# Anti-Gravity Tutorial

Anti-Gravity Movement is a medium-level movement that is used mainly in melee. Like most melee movements, it is focused on keeping your robot as far as possible from other ones. It involves the using the law of gravity, but reversed; you assign objects (in this case robots and walls) a certain amount of 'gravity', then let the gravity push your robot away from it.

## Contents

## Tracking the enemies

Before we can assign forces to robots, we need to know where the robots are. We are using a simple but effective system to track the movements of other robots. In the top of your robot's code, add:

```
static Point2D.Double[] enemyPoints = new Point2D.Double[NUMBER_OF_ENEMIES];
int count;
```

For NUMBER_OF_ENEMIES, just put the largest number of robots that you think you'll be fighting. Making the number higher than normal won't hurt, but making it too low will cause an array out of bounds exception. Also, you will need to add `import java.awt.geom.*;`

at the top for the `Point2D.Double`

to work.

Then add the following code in your OnScannedRobot method:

```
double absBearing = e.getBearingRadians() + getHeadingRadians();
enemyPoints[count]=new Point2D.Double(getX()+e.getDistance()*Math.sin(absBearing),getY()+e.getDistance()*Math.cos(absBearing));
if(++count>=getOthers()){
count=0;
}
```

Now, lets assume you understand Absolute Bearing and move on to the formula for finding the enemy's position. To find a point in Robocode, you need to know two things: the point's distance and bearing from you. After you know that, the formula for the coordinate pair is (!not code!):

```
new X=Your x-coordinate + distance*sin(bearing)
new Y=Your y-coordinate + distance*cos(bearing)
```

In the code, we simply use this formula to find the other robots coordinates. The part after that simply keeps track of which robot we are on, and goes back to the beginning after it reaches the amount of robots left alive.

Please not that this is not exactly the optimal system for tracking the enemies' positions. It can only be used with spinning radar, and will occasionally mess up.

## Well then, how do I calculate the enemy robot's force?

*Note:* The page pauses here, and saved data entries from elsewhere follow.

Issue #174, opened 2021-03-01
Display titles and info instead of accession IDs


blankdots:
#### Description

Each of the objects currently displays the accessionID which makes it difficult for a user to identify the object submitted
![image](https://user-images.githubusercontent.com/47524/109462901-d98ec080-7a6c-11eb-955f-a7c2cc582116.png)

Similar for drafts:
![image](https://user-images.githubusercontent.com/47524/109463017-0511ab00-7a6d-11eb-9e4c-b4b8b12d493b.png)

Use the Title or an appropriate key: value pair from each object to display information about the submitted/draft object to the user.
If necessary display accessionID as secondary information.

#### DoD (Definition of Done)

Make the submitted/draft objects easily findable

#### Testing

Peer review and unit/integration tests.

PR #187, opened 2021-03-17
Feature/display object titles

hannyle:
### Description

- **submitted** and **draft** objects are displayed by `title` and `accessionId`, instead of showing only their `accessionId`

### Related issues

https://github.com/CSCfi/metadata-submitter-frontend/issues/174

### Type of change

### Changes Made

- Assign `form's title` or `xml's fileName` as value of `displayTitle` in `tags: {  displayTitle: " "}` when `create` object or `patch` folder
- Include `displayTitle` and `accessionId` for `ListItem` in components `WizardSavedObjectsList`, `WizardShowSummaryStep`, and `WizardDraftObjectPicker`
- Create a new file `utils/index.js` to contain reusable functions
- Fix logics for functions `saveDraft()` and `submit()` with `tags` 
- Update Unit tests for changes in related components

### Testing

- [x] Unit Tests
- [x] Integration Tests

### DIFF
--- a/src/components/NewDraftWizard/WizardComponents/WizardSavedObjectsList.js
+++ b/src/components/NewDraftWizard/WizardComponents/WizardSavedObjectsList.js
@@ -108,7 +108,7 @@ const WizardSavedObjectsList = ({ submissions }: WizardSavedObjectsListProps): R
                     className={classes.listItemText}
                     primary={getItemPrimaryText(item)}
                     secondary={item.accessionId}
-                    data-testid={item.schema}
+                    data-schema={item.schema}
                   />
                   <ListItemSecondaryAction>
                     <WizardSavedObjectActions
--- a/src/components/NewDraftWizard/WizardComponents/WizardSavedObjectsList.js
+++ b/src/components/NewDraftWizard/WizardComponents/WizardSavedObjectsList.js
@@ -108,6 +108,7 @@ const WizardSavedObjectsList = ({ submissions }: WizardSavedObjectsListProps): R
                     className={classes.listItemText}
                     primary={getItemPrimaryText(item)}
                     secondary={item.accessionId}
+                    data-testid={item.schema}
                   />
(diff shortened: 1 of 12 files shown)


blankdots (commented):
Looks good and I think it is what is needed.

Just one question I had that stopped from approving. the PR mentions `Integration Tests` but I don't see any added and should we add some ?

hannyle:
> Looks good and I think it is what is needed.
> 
> Just one question I had that stopped from approving. the PR mentions `Integration Tests` but I don't see any added and should we add some ?

Hm, I keep the `Integration Tests` there by mistake. But it's good that you mentioned, I was thinking about it and I will add some.

src/components/NewDraftWizard/WizardComponents/WizardSavedObjectsList.js
```diff
@@ -90,31 +93,37 @@ const WizardSavedObjectsList = ({ submissions }: WizardSavedObjectsListProps): R
...
+              className={classes.cardHeader}
+            />
+            <List aria-label={group.submissionType}>
+              {group.submittedItems.map(item => (
+                <ListItem key={item.accessionId} className={classes.objectListItem}>
+                  <ListItemText
+                    className={classes.listItemText}
+                    primary={getItemPrimaryText(item)}
+                    secondary={item.accessionId}
+                    data-testid={item.schema}
```
blankdots, line 111: would prefer if we have some like `data-schema` instead of `data-testid` as it makes more sense
the same goes for the other instances of this

blankdots: or `data-schemaType`

hannyle: I changed it to `data-schema`

blankdots (approved):

lilachic (approved):
Looks good to me.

The formula for gravity is 1/distance^2. We'll be using that, with distance being the enemy robots distance. To find the distance from our point to theirs, we could go through the trouble of using the distance formula, or just simply use:

`double distance=enemyPoints[i].distance(getX(),getY());`

We'll be taking the easy way. The other thing we have to figure out is the enemy robot's absolute bearing to us. The way we can find this in Robocode is:

`Utils.normalAbsoluteAngle(Math.atan2(Enemy X-Our X,Enemy Y-Our Y));`

After we have both of these pieces of information, we can actually start figuring out where we want to move. We're going to sum force vectors to find the direction we're being pushed in:

```
double xForce=0, yForce= 0;
for(int i=0;i<getOthers() && enemyPoints[i] != null;i++){
double absBearing=Utils.normalAbsoluteAngle(Math.atan2(enemyPoints[i].x-getX(),enemyPoints[i].y-getY()));
double distance=enemyPoints[i].distance(getX(),getY());
xForce -= Math.sin(absBearing) / (distance * distance);
yForce -= Math.cos(absBearing) / (distance * distance);
}
double angle = Math.atan2(xForce, yForce);
```

Well, this will find the force for each one. You've seen the absolute bearing, distance, and force calculations; the only real new thing in here is the part that decides whether to add or subtract the robot's force.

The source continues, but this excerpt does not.